The historical prologue which details the faithfulness of the Suzerain Lord to his vassal is answered in Isaiah 2b-20 in a detailing of the history of the problem, a disclosure of the faithful goodness of the Suzerain in the face of the betrayal of the vassal. In caveman speak it’s, “YHWH good… Israel bad.” They have despised God, wallowed in their sin, resisted change no matter how much discipline YHWH has poured out upon them. At present they sit stubbornly in their sin amid the ruin that their wickedness has caused, yet determined to stay their sinful course. The Prophet appeals still to YHWH’s goodness as the only reason even one of them breaths, but they prefer empty religious show to repentance. They are like those who raise their hands in worship with the blood of their victims still dripping from their fingers, and God does not hear such prayers or receive such worship. He calls them to cleanse themselves and to change their ways. He calls them in 1:18 to reason with Him. RED-WHITE… if they obey their land will be healed, if they refuse to repent, YHWH promises they will be devoured by the sword.

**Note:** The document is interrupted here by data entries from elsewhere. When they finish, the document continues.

PR #2230, opened 2022-09-01
Improve drt performance by inlining dbTechLayerDir constructors

antonblanchard:
getIdx() continually calls into odb code to determine the layer direction.
Create a helper isZDirHorizontal() which caches this.

Detailed routing of the Microwatt register file is 8.5% faster with this
applied.

### DIFF
--- a/src/odb/include/odb/dbTypes.h
+++ b/src/odb/include/odb/dbTypes.h
@@ -504,17 +504,17 @@ class dbTechLayerType
   ///
   /// Create a dbTechLayerType instance with an explicit value.
   ///
-  dbTechLayerType(Value value);
+  dbTechLayerType(Value value) { _value = value; }
 
   ///
   /// Create a dbTechLayerType instance with value = "none".
   ///
-  dbTechLayerType();
+  dbTechLayerType() { _value = ROUTING; }
 
   ///
   /// Copy constructor.
   ///
-  dbTechLayerType(const dbTechLayerType& value);
+  dbTechLayerType(const dbTechLayerType& value) { _value = value._value; }
 
   ///
   /// Returns the layer-value.
@@ -558,17 +558,17 @@ class dbTechLayerDir
   ///
   /// Create a dbTechLayerDir instance with an explicit direction.
   ///
-  dbTechLayerDir(Value value);
+  dbTechLayerDir(Value value) { _value = value; }
 
   ///
   /// Create a dbTechLayerDir instance with direction = "none".
   ///
-  dbTechLayerDir();
+  dbTechLayerDir() { _value = NONE; }
 
   ///
   /// Copy constructor.
   ///
-  dbTechLayerDir(const dbTechLayerDir& value);
+  dbTechLayerDir(const dbTechLayerDir& value) { _value = value._value; }
 
   ///
   /// Returns the layer-direction.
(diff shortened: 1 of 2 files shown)


antonblanchard:
FlexGRGridGraph does something similar already.

The other users of getZDir() error out if the direction is neither horizontal nor vertical. Perhaps we could move that error into the initialisation code and make getZDir() match FlexGRGridGraph and return direction == HORIZONTAL

src/drt/src/dr/FlexGridGraph.h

The stipulations of the Mosaic covenant are answered in Isaiah 1:21-23 with an official list of the charges against Israel. They have abandoned righteousness, embraced murder, corrupted their government with theft and bribery, abandoning all justice for the easily victimized.

The curses and blessings of the Mosaic covenant are answered in Isaiah 1:24-31 with a combination of sentencing and punishment for the guilty and a promise of ultimate restoration for the nation. God will purge the nation of the wicked with judgment, and bring healing and justice through those who repent and turn to righteousness. He will consume the rebels and destroy all remnants of their pagan worship from the land.

So, in the midst of a Lawsuit oracle, while the prophet is still detailing the history of the Graciousness of the Suzerain and the perpetual corruption of the vassal, which of the six interpretations do you expect to discover?

As for me, #1 seems impossible. #2 seems unlikely. #5 seems a tad obscure. #3 #4 both seem quite possible, with #6 proving the easiest to swallow for those committed to the simplest explanation of the grammar and the BAD to GOOD imagery for RED to WHITE.

More importantly, the process of evaluation and discovery proves most valuable of all, whichever you choose.